Accessing headers from `curdoc().session_context`

dkapitan · January 28, 2020, 2:49pm

Hi,

For our project we want to pass tokens (JWT) from a Keycloak Gatekeeper, to have access control on the bokeh app. Our initial solution was to pass these tokens via the headers. Bokeh 1.4.0 documentation currently states:

When a session is created for a Bokeh application, the session context is made available as curdoc().session_context . The most useful function of the session context is to make the Tornado HTTP request object available to the application as session_context.request . Due to an incompatibility issue with the usage of --num-procs only the arguments attribute can be accessed. Attempting to access any other attribute on request will result in an error.

Can someone clarify the details on the incompatibility issue and whether this is something that might be fixed in the foreseeable future?

We have successfully managed to access the headers, however, not all headers are accessible.

Bryan · January 28, 2020, 8:35pm

@dkapitan I’m a little pressed for time but TLDR; when --num-procs > 1 the secondary websocket connection can end up on a completely different process than the original HTTP request, in which case the original headers do not exist on the process that the app code runs in. We explicitly tunnel the request args through by hand to make those work.

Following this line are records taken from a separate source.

Issue #880, opened 2016-08-29
Calculate MTR w.r.t currently "invalid" income types


MattHJensen:
Over in B-Tax, @jdebacker asked:

> This line yields the following error:
> `[mtr_fica_mtg, mtr_iit_mtg, mtr_combined_mtg] = calc1.mtr('e19200')`
> `ValueError: mtr income_type_str="e19200" is not valid`
> 
> I see this variable in the PUF. Am I not able to calculate the MTR w.r.t. this item with the Tax-Calculator? Something else causing the error?

To which @Amy-Xu replied: 

> It seems from [this line](https://github.com/open-source-economics/Tax-Calculator/blob/master/taxcalc/calculate.py#L229) of code in Tax-Calculator that we only allow a certain set of variables to be passed into MTR function. This set currently does not include interest paid. We should be able to add this variable very easily. What do you think? @MattHJensen

To which @jdebacker responded:

> Thanks for finding that @Amy-Xu. I recall something like this, but couldn't find the lines of code to point out. Does this limitation of the valid strings have to do with some TaxCalc logic or for another reason (e.g. to save computational time it does not compute MTRs for every line item on the 1040)?
> 
> Relatedly, there are some variables such as tax exempt interest that is (obviously) zero-taxed under current law. But one could imagine a reform where the tax-exempt status of this income source were to change. How would one handle that? In particular, would the Tax Calc output then put all interest income in e00300? Or would the formerly tax exempt still show up under e00400, but now face the non-zero tax? I'm just trying to think about how I might compute a MTR on interest income as a whole (taking into account that some might be taxable and some not, with the taxable status changing between the baseline and reform).
>

martinholmer:
@jdebacker said:
> Thanks for finding that @Amy-Xu. I recall something like this, but couldn't find the lines of code to point out. Does this limitation of the valid strings have to do with some TaxCalc logic or for another reason (e.g. to save computational time it does not compute MTRs for every line item on the 1040)?

The limitation has everything to do with the fact that different income types have different MTR logic associated with them as the Calculator.mtr() method shows.  We will never be able to allow any income type to be passed to the mtr() method.

So, do you what to request another valid income type for the Calculator.mtr() method?  If so, which one?

@jdebacker @Amy-Xu @MattHJensen @feenberg @GoFroggyRun @zrisher

jdebacker:
@martinholmer thanks for the quick follow up.

[...]

PR #881, opened 2016-08-29
Add mtr calculation for two itemized-deduction-expense variables

martinholmer:
This pull request resolves issue #880, which requests the ability to compute marginal tax rates with respect to two itemized-deduction-expense variables (rather than with respect to a particular income type.)  Adding this capability made the `Calculator.VALID_MTR_INCOME_TYPES` a misnomer, so it has been changed to the more general `Calculator.VALID_MTR_VARIABLES`.  In a similar fashion, the first parameter of the `Calculator.mtr()` method has been changed from `income_type_str` to `variable_str`.  Those calling the `Calculator.mtr()` method in their own package or notebook may need to revise the call if they are using the named parameter.

There is no change in Tax-Calculator logic (other than the two new variables for which marginal tax rates can be computed) or results (other than the two new sets of results in the `pufcsv_mtr_expected.txt` file).

@jdebacker @Amy-Xu @MattHJensen @feenberg @GoFroggyRun @zrisher @codykallen

### DIFF
--- a/taxcalc/calculate.py
+++ b/taxcalc/calculate.py
@@ -226,14 +226,14 @@ class Calculator(object):
     def current_year(self):
         return self.policy.current_year
 
-    MTR_VALID_INCOME_TYPES = ['e00200p', 'e00900p',
-                              'e00300', 'e00400',
-                              'e00600', 'e00650',
-                              'e01400', 'e01700',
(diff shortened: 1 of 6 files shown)


jdebacker:
thanks @martinholmer !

I can comment more later, but I think you should have a look at #9536 and the associated issues. That work is to add a Bokeh-specific session token for the websocket upgrade, but that could also contain more complete header information than is currently made available.

dkapitan · January 29, 2020, 4:31am

Great, thanks. Will have a look at the issue.

dkapitan · February 18, 2020, 10:32pm

Also related to Bokeh server vs stand alone documents.